*ENTRIES SHOWN*.
=== Section Start ===

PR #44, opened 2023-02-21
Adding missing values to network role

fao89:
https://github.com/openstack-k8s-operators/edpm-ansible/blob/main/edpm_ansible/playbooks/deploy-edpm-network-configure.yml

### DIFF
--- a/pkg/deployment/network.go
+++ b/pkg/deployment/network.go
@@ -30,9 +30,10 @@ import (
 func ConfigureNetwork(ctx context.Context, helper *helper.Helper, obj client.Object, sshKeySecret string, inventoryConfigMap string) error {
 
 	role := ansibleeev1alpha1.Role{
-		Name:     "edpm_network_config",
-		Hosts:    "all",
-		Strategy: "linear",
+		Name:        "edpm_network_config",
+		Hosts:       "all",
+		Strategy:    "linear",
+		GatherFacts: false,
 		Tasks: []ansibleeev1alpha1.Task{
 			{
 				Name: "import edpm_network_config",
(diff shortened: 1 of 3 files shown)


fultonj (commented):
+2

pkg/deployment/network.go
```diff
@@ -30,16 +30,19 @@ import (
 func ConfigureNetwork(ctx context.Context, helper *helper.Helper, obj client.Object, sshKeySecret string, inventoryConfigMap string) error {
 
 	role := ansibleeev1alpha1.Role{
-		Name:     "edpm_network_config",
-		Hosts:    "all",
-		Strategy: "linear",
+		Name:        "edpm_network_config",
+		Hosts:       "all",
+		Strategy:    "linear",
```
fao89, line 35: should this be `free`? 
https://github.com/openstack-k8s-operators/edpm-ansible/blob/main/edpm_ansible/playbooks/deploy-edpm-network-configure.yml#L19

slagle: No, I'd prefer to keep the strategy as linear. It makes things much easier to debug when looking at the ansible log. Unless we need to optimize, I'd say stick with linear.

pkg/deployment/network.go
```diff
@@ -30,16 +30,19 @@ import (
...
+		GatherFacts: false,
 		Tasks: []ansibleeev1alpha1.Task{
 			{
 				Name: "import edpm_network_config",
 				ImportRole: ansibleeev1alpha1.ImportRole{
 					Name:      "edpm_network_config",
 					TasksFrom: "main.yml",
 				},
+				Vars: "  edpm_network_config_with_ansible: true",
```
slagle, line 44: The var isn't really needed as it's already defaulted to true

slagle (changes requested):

=== Section End ===
=== Section Start ===

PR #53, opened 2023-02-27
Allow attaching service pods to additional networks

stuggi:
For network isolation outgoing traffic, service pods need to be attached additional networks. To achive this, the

=== Section End ===

*WHAT TO WORK ON*. Could you set down, exactly as written, the lines above between the one holding "PR #53, opened 2023-02-27" and the one holding "For network isolation", inclusive, and nothing more?

*TASK OUTPUT*.
PR #53, opened 2023-02-27
Allow attaching service pods to additional networks

stuggi:
For network isolation outgoing traffic, service pods need to be attached additional networks. To achive this, the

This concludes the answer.